Just like tuning hyperparameters, reducing overfitting is more art than science. Besides L1 and L2, there are many other regularization methods you can use. Here’s an overview of some of them.
The most fundamental regularization technique is also the first one you should reach for: make the overfitting network smaller. After all, overfitting happens because the system is too clever for the data it’s learning. Smaller networks are not as clever as big networks. Try reducing the number of hidden nodes, or even removing a few layers. You’ll have a go at this approach in the chapter’s closing exercise.
Instead of simplifying the model, you can also reduce overfitting by simplifying the data—that is, removing a few input variables. Let’s say you’re predicting a boiler’s consumption from a set of 20 input variables. An overfitting network strives to fit the details of that dataset, noise included. Try dropping a few variables that are less likely to impact consumption (like the day of the week) in favor of the ones that seem more relevant (like the outside temperature). The idea is that the fewer features you have, the less noise you inject into the system.

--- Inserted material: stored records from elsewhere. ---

PR #11905, opened 2022-12-07
Upgrade to `go1.19.4`

frouioui:
## Description

This Pull Request upgrades the Go version of the project to `go1.19.4`.

## Checklist

### DIFF
--- a/docker/base/Dockerfile
+++ b/docker/base/Dockerfile
@@ -21,7 +21,7 @@
 # TODO(mberlin): Remove the symlink and this note once
 # https://github.com/docker/hub-feedback/issues/292 is fixed.
 
-ARG bootstrap_version=13.2
+ARG bootstrap_version=14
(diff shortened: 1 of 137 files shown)


docker/base/Dockerfile
```diff
@@ -21,7 +21,7 @@
 # TODO(mberlin): Remove the symlink and this note once
 # https://github.com/docker/hub-feedback/issues/292 is fixed.
 
-ARG bootstrap_version=13
+ARG bootstrap_version=13.2
```
deepthi, line 24: Why are we using a `.2` version on main? We should be using 14.

deepthi (changes requested):

docker/base/Dockerfile
frouioui: This is solved by e816bdcda3

deepthi (approved):

rsajwani (approved):

GuptaManan100 (approved):

PR #11906, opened 2022-12-07
sqlparser: new Equality API

vmg:
## Description

This PR is based on @systay's changes for semantic-aware comparison. I had an idea this morning on how to improve the comparison API so it doesn't take `nil` parameters everywhere. This is the result! I'm quite happy of how it looks!

The `sqlparser` package now exports a global `Equals` method that performs identical comparison through a `Comparator` struct, so the callers everywhere can use `sqlparser.Equals.Expr(a, b)`, or whatever the type is, to perform naive comparisons.

Likewise, advanced users like the semantics table can compare ASTs with semantically aware checks by returning their own `Comparator`!

While I was around, I cleaned up the way we invoke the `asthelpergen` generators.

cc @systay 

## Checklist


go/vt/sqlparser/ast_format_fast.go
```diff
@@ -19,7 +19,6 @@ package sqlparser
 
 import (
 	"fmt"
-
```
GuptaManan100, line 22: This change fails the static check. Goimports ins't happy

GuptaManan100 (approved):
I like this change.

systay (approved):

PR #11908, opened 2022-12-07
Pbibra fix rdonly patch for tabletgateway

pbibra:
## Description

Fixes a nuance with the `tabletgateway` code and our RDONLY patch where if the tablet selected is a RDONLY, tabletgateway passes in the original target request as REPLICA instead of RDONLY. 
This PR updates the target to whatever the selected tablet's target is similar to what `discoverygatweay` does.

More context: https://slack-pde.slack.com/archives/C01CVUUUREF/p1670437058252249

## Checklist


pbibra:
wrong base branch

PR #1, opened 2022-04-20
go bindings for substrait

zeroshade:
Adding go bindings into here as discussed in https://github.com/substrait-io/substrait/pull/168


cpcloud (approved):
Is there a way we can do this entirely with buf and avoid submodules altogether? Can be done as a follow up for sure.

zeroshade:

Here’s another way to reduce overfitting: cut short the network’s training. This idea is not as weird as it sounds. If you look at the history of the network’s loss during training, you can see the system moving from underfitting to overfitting as it learns the noise in the training data. Once overfitting kicks in, the validation flattens, and then diverges from the training loss. If you stop training at that point, you’ll get a network that didn’t learn enough to overfit the data yet. This technique is called early stopping.
Finally, and perhaps surprisingly, sometimes you can reduce overfitting by increasing a neural network’s learning rate. To understand why, remember that the learning rate measures the size of each GD step. With the bigger learning rate, GD takes bolder, coarser steps. As a result, the trained model is likely to be less detailed, which might help reduce overfitting.
We went through a few regularization techniques, and we’ll see a couple more in the next chapter. Each of these approaches might or might not work for a specific network and dataset. Here, as in many other aspects of ML, your mileage may vary. Be ready to experiment with different approaches, either alone or in combination, and learn by experience which approaches work best in which circumstances.